Apr 252004
 
Authors: J.J. Babb

Right now weddings are a huge aspect of my life. My best friend

was married Saturday, a good friend is getting married in June and

I am getting married in December.

Coming hand-in-hand with these upcoming wedding dates are the

happy comments.

“Oh, how exciting.”

“Aren’t you thrilled?”

“That’s so awesome.”

These comments are great. Weddings are wonderful and even more

wonderful is having found someone to spend the rest of one’s life

with. But what I think people forget is how big of a change

marriage makes in couples’ lives.

Especially for the woman, I feel there is a lack of societal

support for the emotions one encounters through the wedding

planning, wedding and first year of marriage.

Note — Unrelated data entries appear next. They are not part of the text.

PR #1142, opened 2020-09-21
EZP-31912: [2.5] Removed legacy references from File Management doc and fixed paths

alongosz:
| Question      | Answer
| ------------- | ---
| JIRA Ticket   | [EZP-31912](https://jira.ez.no/browse/EZP-31912)
| Relates to | ezsystems/ezplatform-kernel#110
| Versions      | 2.5, for 3.x see (#1148)

Those are the doc issues I've found so far while investigating the mentioned JIRA tickets. Let's wait with review until all JIRA issues are fixed because there might be an update here.

Note: there should be also separate doc PR for 3.1, related to [EZP-31740](https://jira.ez.no/browse/EZP-31740), about feature changes due to config not working anymore, as described in ezsystems/ezplatform#596

TODO:
- [x] revise updated static server config suggestion with respect to security

### DIFF
--- a/docs/guide/file_management.md
+++ b/docs/guide/file_management.md
@@ -41,7 +41,7 @@ The 'default' Flysystem adapter's directory is based on your site settings, and 
 
 !!! note
 
-    When Legacy Bridge is enabled the path will be automatically set to
+    When Legacy Bridge is enabled, the path will be automatically set to
     `%ezpublish_legacy.root_dir%/$var_dir$/$storage_dir$` instead.
 
 #### Configure the permissions of generated files
@@ -142,7 +142,8 @@ For [more information about REST API see the documentation](../api/rest_api_guid
 
 ### IO URL decoration
 
-By default, images and binary files referenced by content will be served from the same server as the application, for example `/var/site/storage/images/3/6/4/6/6463-1-eng-GB/kidding.png`. This is the default semantic configuration:
+By default, images and binary files that are referenced by the content will be served from the same server as the application, for example `/var/site/storage/images/3/6/4/6/6463-1-eng-GB/kidding.png`. 
+This is the default semantic configuration:
 
 ``` yaml
 ezpublish:
@@ -158,7 +159,8 @@ ezpublish:
 
 One common use case is to use an optimized nginx to serve images in an optimized way. The example image
 above could be made available as `http://static.example.com/var/site/storage/images/3/6/4/6/6463-1-eng-GB/kidding.png`
-by setting up a separate server that maps `/path/to/ezplatform/web/var` directory. The configuration would be as follows:
+by setting up a separate server that maps the `/path/to/ezplatform/web/var` directory. 
+The configuration would be as follows:
 
 ``` yaml
 ezpublish:
@@ -170,8 +172,9 @@ ezpublish:
 
 !!! caution
 
-    For security reasons it is recommended not to map `/path/to/ezplatform/web/` as a static server
-    Document Root. `/var/` directory should be mapped to `/path/to/ezplatform/web/var` directly instead.
+    For security reasons, do not map `/path/to/ezplatform/web/` as
+    Document Root of the static server. 
+    Map the `/var/` directory directly to `/path/to/ezplatform/web/var` instead.
 
 
 !!! note


docs/guide/file_management.md
```diff
@@ -37,7 +37,7 @@ ez_io:
                 adapter: default
 ```
 
-The 'default' Flysystem adapter's directory is based on your site settings, and will automatically be set to `%ezpublish_legacy.root_dir%/$var_dir$/$storage_dir$` (for example: `/path/to/ezpublish_legacy/var/ezdemo_site/storage`).
+The 'default' Flysystem adapter's directory is based on your site settings, and will automatically be set to `%webroot_dir%/$var_dir$/$storage_dir$` (for example: `/path/to/ezplatform/web/var/site/storage`).
```
andrerom, line 40: The original path will still be automatically correct if legacy bridge is installed, afaik.

alongosz: > The original path will still be automatically correct if legacy bridge is installed, afaik.

Hmm, ok. I can make a note here. Because w/o LB this piece of the doc is incorrect.

alongosz: > > The original path will still be automatically correct if legacy bridge is installed, afaik.
> 
> Hmm, ok. I can make a note here. Because w/o LB this piece of the doc is incorrect.

Added in relevant places via 2455169. Dropped /var/site/storage (or /var/ezdemo_site/storage) suffix because the doc root in this case needs to be set to the web root so the given examples make sense.

alongosz:
@ezsystems/documentation-team @ezsystems/php-dev-team this is ready for a review. I've attached the PR to the latest IO URL prefix fix JIRA issue, since it mostly is related to that.

I felt static server configuration was misleading by suggesting that `web/var/site/storage` should be mapped as Document Root of a static server. In fact the path which is generated starts with `/var` so the mapping should correspond rather to a public directory of the installation. 

This is clearly a security issue because static server would be able to serve front controllers as well. Therefore I've added a note explaining that var dir should be mapped directly to `/var` with respect to static server Doc Root.

Please let me know if this needs better explaining or is it clear to everyone, not just to me ;)

security note update cc @glye

docs/guide/file_management.md
```diff
@@ -37,7 +37,12 @@ ez_io:
...
+
+!!! note
+
+    When Legacy Bridge is enabled the path will be automatically set to
```
dabrt, line 44:
```suggestion
    When Legacy Bridge is enabled, the path will be automatically set to
```

docs/guide/file_management.md
```diff
@@ -137,7 +142,7 @@ For [more information about REST API see the documentation](../api/rest_api_guid
 
 ### IO URL decoration
 
-By default, images and binary files referenced by content will be served from the same server as the application, for example `/var/ezdemo_site/storage/images/3/6/4/6/6463-1-eng-GB/kidding.png`. This is the default semantic configuration:
+By default, images and binary files referenced by content will be served from the same server as the application, for example `/var/site/storage/images/3/6/4/6/6463-1-eng-GB/kidding.png`. This is the default semantic configuration:
```
dabrt, line 145:
```suggestion
By default, images and binary files that are referenced by the content will be served from the same server as the application, for example `/var/site/storage/images/3/6/4/6/6463-1-eng-GB/kidding.png`. 
This is the default semantic configuration:
```

docs/guide/file_management.md
```diff
@@ -151,7 +156,9 @@ ezpublish:
 
 ### Using a static server for images
 
-One common use case is to use an optimized nginx to serve images in an optimized way. The example image above could be made available as `http://static.example.com/images/3/6/4/6/6463-1-eng-GB/kidding.png` by setting up a server that uses `ezpublish/ezpublish_legacy/var/ezdemo_site/storage`. The configuration would be as follows:
+One common use case is to use an optimized nginx to serve images in an optimized way. The example image
+above could be made available as `http://static.example.com/var/site/storage/images/3/6/4/6/6463-1-eng-GB/kidding.png`
+by setting up a separate server that maps `/path/to/ezplatform/web/var` directory. The configuration would be as follows:
```
dabrt, line 161:
```suggestion
by setting up a separate server that maps the `/path/to/ezplatform/web/var` directory. 
The configuration would be as follows:
```

docs/guide/file_management.md
```diff
@@ -161,14 +168,25 @@ ezpublish:
                 url_prefix: 'http://static.example.com/$var_dir$/$storage_dir$'
 ```
 
+!!! caution
+
+    For security reasons it is recommended not to map `/path/to/ezplatform/web/` as a static server
```
dabrt, line 173:
```suggestion
    For security reasons, do not map `/path/to/ezplatform/web/` as
```

docs/guide/file_management.md
```diff
@@ -161,14 +168,25 @@ ezpublish:
...
+    Document Root. `/var/` directory should be mapped to `/path/to/ezplatform/web/var` directly instead.
```
dabrt, line 174:
```suggestion
    Document Root of the static server. 
    Map the `/var/` directory directly to `/path/to/ezplatform/web/var` instead.
```

dabrt (changes requested):

glye (approved):
LGTM. I have a more general concern about static serving, see protected issue https://jira.ez.no/browse/EZP-31150 - it isn't directly related to the PR, but affects the same doc.

alongosz:
> LGTM. I have a more general concern about static serving, see protected issue https://jira.ez.no/browse/EZP-31150 - it isn't directly related to the PR, but affects the same doc.

Hmm, indeed it's the way it was designed to work (probably before the era where where those issues started to matter). @glye it's best that you discuss this with PMs, because if to be implemented, quite complicated feature. I mean serving protected content is moderately easy, but scaling it so it's performs with our perm system is another story. Or we could document the behavior separately ;)

alongosz:
@dabrt thx for the review, committed the changes.

dabrt (approved):

andrerom (approved):

kaff (approved):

“In other words, the engagement, wedding and first months of

marriage can be a difficult time where one person in the

partnership-usually the one more aligned with her feminine

nature-feels overwhelmed by emotions and forces that she has never

experienced and does not understand,” writes Sheryl Nissinen,

author of “The Conscious Bride.”

There are many aspects to a wedding and marriage that go

undiscussed today. We never read in magazines or newspapers

articles describing how to prepare oneself for the separation from

family and forming a new one with one’s husband. We don’t discuss

the identity crisis one may feel when changing her name. And we

don’t talk about how scary the whole idea of marriage may be.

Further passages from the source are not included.